For the first time, scientists have discovered a sugar molecule floating in interstellar space, a breakthrough that could help explain how some of the building blocks of life arrived on early Earth.
The discovery was made by an international team of researchers led by the Center for Astrobiology (CAB) in Spain and has been published in Nature Astronomy.
The team detected a sugar called erythrulose inside a giant molecular cloud known as G+0.693−0.027, located near the center of the Milky Way.
Sugars are essential to life. They form part of the backbone of DNA and RNA, the molecules that store and pass on genetic information, and they also play a vital role in the chemical reactions that keep living organisms alive.
Because of this, scientists have long wondered how the first sugars formed before life appeared on Earth.
Laboratory experiments have shown that producing large amounts of sugars under conditions similar to those on the early Earth is surprisingly difficult.
This has led researchers to consider another possibility—that some sugars may have formed in space and were delivered to our planet by asteroids and comets billions of years ago.
Scientists have previously found sugars such as ribose and glucose in meteorites and asteroid samples. However, until now, no sugar had ever been directly detected in the vast clouds of gas and dust that fill the space between stars.
The newly discovered molecule, erythrulose, is a four-carbon sugar. On Earth, it naturally occurs in raspberries and is also widely used in sunless tanning products. Finding it in interstellar space marks an important milestone in astrochemistry, the study of chemical reactions in space.
The discovery was made using highly sensitive observations from Spain’s 40-meter Yebes radio telescope and the 30-meter telescope operated by the Institute for Radio Astronomy in the Millimeter Range (IRAM). By analyzing radio signals from the molecular cloud, the researchers identified 12 unique spectral signatures that perfectly matched laboratory measurements of erythrulose.
The results also surprised the scientists. They found that erythrulose was at least eight times more abundant than similar three-carbon sugars, none of which were detected in the same region. This challenges the long-held idea that increasingly complex molecules in space mainly form by adding carbon atoms one at a time.
Instead, the research team found evidence that erythrulose can form inside icy grains in space through chemical reactions involving much simpler two-carbon alcohols and aldehydes. This points to a previously unrecognized pathway for creating complex organic molecules in the cold environment of interstellar clouds.

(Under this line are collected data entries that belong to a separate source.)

Issue #1614, opened 2021-08-04
Explore SJ implementation + set up 


kathyccheng:
* As part of this issue, we want to update the use of county_county code to use jurisdiction_id, which means mapping the current CountyCode enum to rows and updating the references.
* This also includes getting to staging with current SJ content - https://housing.sanjoseca.gov/listings
* Let's add some seed data, at least one open and closed

kathyccheng:
Closing, on staging, already demo'd, opened up new issues for remaining jurisdiction updates

PR #1776, opened 2021-08-30
Adds Jurisdiction to listings, users, translations (replaces countyCode)

seanmalbert:
# Pull Request Template

## Issue

Addresses # #1614

## Description

This PR covers adding jurisdiction relantionships to listings, users and translations, which replaces the use of countyCode. You'll note that countyCode is kept as a virtual field, so I wouldn't have to update every instance in the front-end apps. There is now a `JURISDICTION_NAME` environment variable for the public app. The value can be the same as COUNTY_CODE, which can be removed.

## Type of change

You should be able to create a new user from the public app, and they should be assigned to the jurisdiction set in the env var. On the partner's side, you should be able to create a new listing. If the user has access to more than one jurisdiction, they should see a dropdown to select the jurisdiction at the top of the form, otherwise it should set to the user's jurisdiction and not show the dropdown.

This does not address adding different roles for users under different jurisdictions. We can add that when we need it.

- [x] Desktop View
- [ ] Mobile View
- [ ] Test A
- [ ] Test B

## Checklist:


sites/public/.env.template
```diff
@@ -6,7 +6,7 @@ NEXTJS_PORT=3000
 MAPBOX_TOKEN=
 LANGUAGES=en,es,zh,vi
 IDLE_TIMEOUT=5
-COUNTY_CODE=Alameda
+JURISDICTION_NAME=Alameda
```
emilyjablonski, line 9: I wonder if our template should be something like 'Development' rather than any reference to Alameda?

sites/partners/src/listings/PaperListingForm/sections/ListingIntro.tsx
```diff
@@ -1,39 +1,90 @@
...
+  AuthContext,
+  Select,
+  ViewItem,
+} from "@bloom-housing/ui-components"
 
 const ListingIntro = () => {
   const formMethods = useFormContext()
 
+  const { profile } = useContext(AuthContext)
+  console.log("profile = ", profile)
```
emilyjablonski, line 17: 🧹

sites/partners/src/listings/PaperListingForm/sections/ListingIntro.tsx
```diff
@@ -1,39 +1,90 @@
...
+
   // eslint-disable-next-line @typescript-eslint/unbound-method
   const { errors, register } = formMethods
 
+  const JuriWrap = useCallback(() => {
```
jaredcwhite, line 22: Not sure about the `JuriWrap` naming… 🤔

seanmalbert: Renamed to `JurisdictionWrapper`

backend/core/src/auth/services/user.service.ts
```diff
@@ -172,6 +173,10 @@ export class UserService {
     user.dob = dto.dob
     user.email = dto.email
     user.language = dto.language
+    // if coming from partners dto.jurisdictions can be set
+    user.jurisdictions = dto.jurisdictions
```
pbn4, line 177: @seanmalbert Could you explain a bit more the reasoning behind this?

backend/core/src/migration/1630250097191-adds-jurisdiction-relations.ts
```diff
@@ -0,0 +1,71 @@
...
+          UPDATE listings
+          SET jurisdiction_id = j.id
+          FROM listings AS l
+            INNER JOIN jurisdictions AS j
+              ON l.county_code = j.name
+        `)
+        // drops county code from listings
+        await queryRunner.query(`ALTER TABLE "listings" DROP COLUMN "county_code"`);
+        await queryRunner.query(`ALTER TABLE "jurisdictions" ADD CONSTRAINT "UQ_60b3294568b273d896687dea59f" UNIQUE ("name")`);
+        await queryRunner.query(`ALTER TABLE "translations" DROP COLUMN "jurisdiction_id"`);
```
pbn4, line 25: `translations.county_code` has been first renamed to `jurisdiction_id` and here it's dropped. Isn't it a data loss?

pbn4: I think the first rename should be county_code to `name` instead of `jurisdiction_id` considering what this UPDATE is doing:

```
        await queryRunner.query(`
          UPDATE listings
          SET jurisdiction_id = j.id
          FROM listings AS l
            INNER JOIN jurisdictions AS j
              ON l.county_code = j.name
        `)
```

backend/core/src/shared/email/email.service.spec.ts
```diff
@@ -47,25 +48,31 @@ describe("EmailService", () => {
...
-              return { "county-code": CountyCode.alameda }
+              return "Alameda"
             },
           },
         },
       ],
     }).compile()
 
+    const jurisdicitonService = await module.resolve<JurisdictionsService>(JurisdictionsService)
+    const jurisdiction = await jurisdicitonService.findOne({ where: { name: "Alameda" } })
```
pbn4, line 65: typo

pbn4 (changes requested):
backend-swagger.ts has a duplicate entry for `Jurisdiction`. It means that DB entity model is exposed directly from some DTO instead of using JurisdictionDto.

backend/core/src/auth/services/user.service.ts
seanmalbert: @pbn4 , As part of the user management flow, a user can belong to more than one jurisdiction and, given they have permissions, when they create a user they will have to select which jurisdiction they belong to. Therefore it would be set on the incoming dto, not from the request header (which partner's doesn't currently use).

backend/core/src/migration/1630250097191-adds-jurisdiction-relations.ts
seanmalbert: @pbn4 ,

> `translations.county_code` has been first renamed to `jurisdiction_id` and here it's dropped. Isn't it a data loss?

No, because before this it fetches the translations so it can set them based off of the county_code before it was dropped.



> I think the first rename should be county_code to `name` instead of `jurisdiction_id` considering what this UPDATE is doing:
> 
> ```
>         await queryRunner.query(`
>           UPDATE listings
>           SET jurisdiction_id = j.id
>           FROM listings AS l
>             INNER JOIN jurisdictions AS j
>               ON l.county_code = j.name
>         `)
> ```

This is for listings though, not translations, which has the rename (listings doesn't), and this occurs before county_code is dropped from listings.

Issue #1687, opened 2021-08-18
Partners: Pagination on Listings Page 


kathyccheng:
As a leasing agent (most likely an admin who can see everything)
I want the list of listings in Partners to be paginated
So that I can see everything and the page will load performantly 

Acceptance Criteria
* When I am on the listings page, I will see pagination 

Notes
* Use our standard pagination

slowbot:
@dominikx96 I did find a bug. If I try and load more than 8 pages in the "show" dropdown on a page other than page 1 I get an error

![image](https://user-images.githubusercontent.com/13915/132532816-7744fa93-4772-4b2e-86a6-2f564f95225d.png)
![image](https://user-images.githubusercontent.com/13915/132532867-c540c8da-1aa4-4403-94c1-4cc3f27622be.png)

PR #1782, opened 2021-09-01
1687/listing pagination issues

pbn4:
# Pull Request Template

## Issue

Addresses # (https://github.com/bloom-housing/bloom/issues/1687)

## Description

GET /listings` filters query param has been changed to support a querystring serialized array of filters, it's a breaking change because comparison property can no longer be an array. Also a property ordering problem has been resolved. Now the strict requirement for every client using the API is to use `qs` serialization format for query params.

## Type of change

- [ ] Desktop View
- [ ] Mobile View
- [ ] Test A
- [ ] Test B

## Checklist:


sites/public/pages/index.tsx
```diff
@@ -80,11 +81,18 @@ export default function Home(props: IndexProps) {
...
+        view: "base",
+        limit: "all",
+        $comparison: "<>",
+        status: "pending",
+      },
+      paramsSerializer: (params) => {
+        return qs.stringify(params)
+      },
+    })
+
```
seanmalbert, line 95: And again here, shouldn't there be a filter key that's an array of object? I tested with setting filter: [with different objects here] and it worked.

dominikx96:
@seanmalbert it was because I forgot to update the backend client, can you do a review again? :)

seanmalbert (approved):
@pbn4 and @dominikx96 , this looks good, thanks for all the updates!

avaleske (commented):
Thanks for fixing the filter ordering issue!

@seanmalbert asked me to review this PR, as well as share some other things re filters I've been thinking about.

### Questions about this refactor:
1. Can we update the name of this PR so it matches what's happening?

2. Passing an array of `ListingFilterParams` could allow for some odd edge cases. We're assuming that each ListingFilterParams will only have one comparison field and one filter field, but what if someone passes a `ListingFilterParams` that looks like this:
```
{
  $comparison: Compare["="],
   neighborhood: "Fox Creek",
   status: "pending",
},
```
   which filter field should the filter logic pick? Neighborhood or Status?

   Is there a way in the validation logic to ensure that only one field of `ListingFilterParams` is set? If so, that seems ideal, cause then we can still validate the types of each filter value. Otherwise, an array of objects with an interface like
```
{
  comparison?: Compare,
  fitler: ListingFilterKey,
  filterValue: any,
}
```
   seems less prone to error, although we'd then have to validate filter values some other way.

3. I think it'd be helpful to wrap the querystring logic in a helper function, similar to what we've done in our fork here:
https://github.com/CityOfDetroit/bloom/blob/d7ac378a7839cffd350cf993164fb68f679b8a19/ui-components/src/helpers/filters.ts#L28-L37
That way, next time the URL format changes, there's only one place to change.

### Some additional thoughts on filters that are likely out of scope for this PR
I moved these to this discussion:
https://github.com/bloom-housing/bloom/discussions/1794

avaleske:
@seanmalbert this PR was already merged, but I shared my thoughts anyway since they point toward the future direction for filters.

backend/core/src/listings/dto/listing.dto.ts
```diff
@@ -838,4 +861,5 @@ export const filterTypeToFieldMap: Record<keyof typeof ListingFilterKeys, string
   name: "listings.name",
   neighborhood: "property.neighborhood",
   bedrooms: "unitTypeRef.num_bedrooms",
+  leasingAgents: "leasingAgents.id",
```
avaleske, line 864: Also @seanmalbert this needed to be added to the ListingFilterKeysEnum here:
https://github.com/bloom-housing/bloom/blob/26a54444188e8c3c369a981e3b970ad419dff8f3/backend/core/src/listings/types/listing-filter-keys-enum.ts

avaleske: nvm it was! deleting this comment.

Issue #1653, opened 2021-08-11
Add New Users Invite Flow 


kathyccheng:
As an admin, 
I want to be able to invite new users to the partners portal 
So that I can add new leasing agents to their associated listing 

**Acceptance Criteria**
* When I am on the users page, then I will see a button to add user
* When I click on the button to add user, then I will be take to the add user form which includes Name, Email, and Listings
* When I fill out the information and click Invite, then an email will be sent to the user and I will be taken back to the users page with a success message and the last user at the top of the list with the status Unconfirmed 

**Questions**
* Should email be its own issue?
* Copy for the email 

**Designs**
https://www.figma.com/file/Y8bFd0aSz7eYJ2TCNid6s3/bloom-partners?node-id=4084%3A169393

https://www.figma.com/file/Y8bFd0aSz7eYJ2TCNid6s3/bloom-partners?node-id=4084%3A169536

https://www.figma.com/file/Y8bFd0aSz7eYJ2TCNid6s3/bloom-partners?node-id=4084%3A169464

Using the amount of erythrulose measured in the cloud, the researchers estimate that between about 500,000 and 50 million metric tons of this sugar could have been delivered to Earth during the Late Heavy Bombardment, a period between about 4.1 and 3.8 billion years ago when countless asteroids and comets struck the young planet.
If so, these space-born sugars may have provided some of the raw ingredients needed for the earliest metabolic processes and the first self-replicating molecules.
The researchers say the discovery also raises exciting possibilities for future studies. If one sugar can be found in interstellar space, others may be waiting to be discovered as well, including ribose—the sugar that forms a crucial part of RNA and is considered one of the key molecules involved in the origin of life.